What this task involves >>
In the entries below, count each line holding the word "documentation". Answer with the total alone.

[Stored dataset items]
BEGIN

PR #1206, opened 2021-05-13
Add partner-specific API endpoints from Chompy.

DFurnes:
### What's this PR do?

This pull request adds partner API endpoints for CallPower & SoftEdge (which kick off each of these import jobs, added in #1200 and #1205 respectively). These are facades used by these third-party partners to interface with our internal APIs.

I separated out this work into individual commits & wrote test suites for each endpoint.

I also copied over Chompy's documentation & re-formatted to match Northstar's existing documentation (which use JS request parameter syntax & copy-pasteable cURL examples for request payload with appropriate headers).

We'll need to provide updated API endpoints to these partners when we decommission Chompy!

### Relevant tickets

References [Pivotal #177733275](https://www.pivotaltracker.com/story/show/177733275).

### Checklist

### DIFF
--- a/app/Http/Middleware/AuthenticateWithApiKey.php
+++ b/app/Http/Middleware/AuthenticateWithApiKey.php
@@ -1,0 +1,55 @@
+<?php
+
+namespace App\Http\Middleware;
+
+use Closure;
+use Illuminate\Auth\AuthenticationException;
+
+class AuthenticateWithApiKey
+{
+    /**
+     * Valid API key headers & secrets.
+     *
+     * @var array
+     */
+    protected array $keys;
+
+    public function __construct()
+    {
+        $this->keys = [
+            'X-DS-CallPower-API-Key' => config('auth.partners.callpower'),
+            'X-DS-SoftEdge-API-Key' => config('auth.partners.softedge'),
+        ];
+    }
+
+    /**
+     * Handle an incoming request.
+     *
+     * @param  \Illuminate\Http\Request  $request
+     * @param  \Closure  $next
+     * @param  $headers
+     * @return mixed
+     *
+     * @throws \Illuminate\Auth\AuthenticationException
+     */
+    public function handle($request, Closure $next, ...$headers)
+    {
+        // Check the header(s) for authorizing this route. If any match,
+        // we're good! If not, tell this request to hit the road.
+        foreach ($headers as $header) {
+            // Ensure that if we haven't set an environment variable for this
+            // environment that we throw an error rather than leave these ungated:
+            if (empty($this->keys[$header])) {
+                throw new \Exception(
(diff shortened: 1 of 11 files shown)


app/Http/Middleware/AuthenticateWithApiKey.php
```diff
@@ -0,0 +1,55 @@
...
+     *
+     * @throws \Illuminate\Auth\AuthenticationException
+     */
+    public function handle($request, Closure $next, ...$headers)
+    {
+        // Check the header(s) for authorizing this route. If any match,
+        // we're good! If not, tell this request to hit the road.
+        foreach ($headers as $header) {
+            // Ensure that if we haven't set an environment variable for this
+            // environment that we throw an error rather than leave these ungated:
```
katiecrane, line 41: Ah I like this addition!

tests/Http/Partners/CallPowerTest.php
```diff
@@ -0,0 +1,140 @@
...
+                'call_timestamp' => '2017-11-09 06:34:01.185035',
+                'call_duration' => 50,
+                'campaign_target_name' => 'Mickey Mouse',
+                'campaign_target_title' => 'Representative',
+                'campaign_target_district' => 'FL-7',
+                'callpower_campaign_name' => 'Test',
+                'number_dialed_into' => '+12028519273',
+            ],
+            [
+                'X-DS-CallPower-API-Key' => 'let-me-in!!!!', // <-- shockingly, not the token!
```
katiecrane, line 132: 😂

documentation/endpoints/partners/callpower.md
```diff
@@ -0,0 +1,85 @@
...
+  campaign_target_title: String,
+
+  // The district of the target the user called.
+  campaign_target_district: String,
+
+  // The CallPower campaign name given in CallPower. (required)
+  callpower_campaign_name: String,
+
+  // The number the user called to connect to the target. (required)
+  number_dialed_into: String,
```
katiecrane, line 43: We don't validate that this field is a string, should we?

END
BEGIN

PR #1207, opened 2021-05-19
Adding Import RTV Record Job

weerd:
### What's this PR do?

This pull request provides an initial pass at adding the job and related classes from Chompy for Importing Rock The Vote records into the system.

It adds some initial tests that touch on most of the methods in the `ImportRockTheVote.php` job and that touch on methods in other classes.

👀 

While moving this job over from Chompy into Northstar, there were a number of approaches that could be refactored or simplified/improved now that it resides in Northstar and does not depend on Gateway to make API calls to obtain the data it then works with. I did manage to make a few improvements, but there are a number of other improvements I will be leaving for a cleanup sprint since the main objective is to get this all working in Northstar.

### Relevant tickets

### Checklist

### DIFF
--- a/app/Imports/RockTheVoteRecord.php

END

Written solution >>
2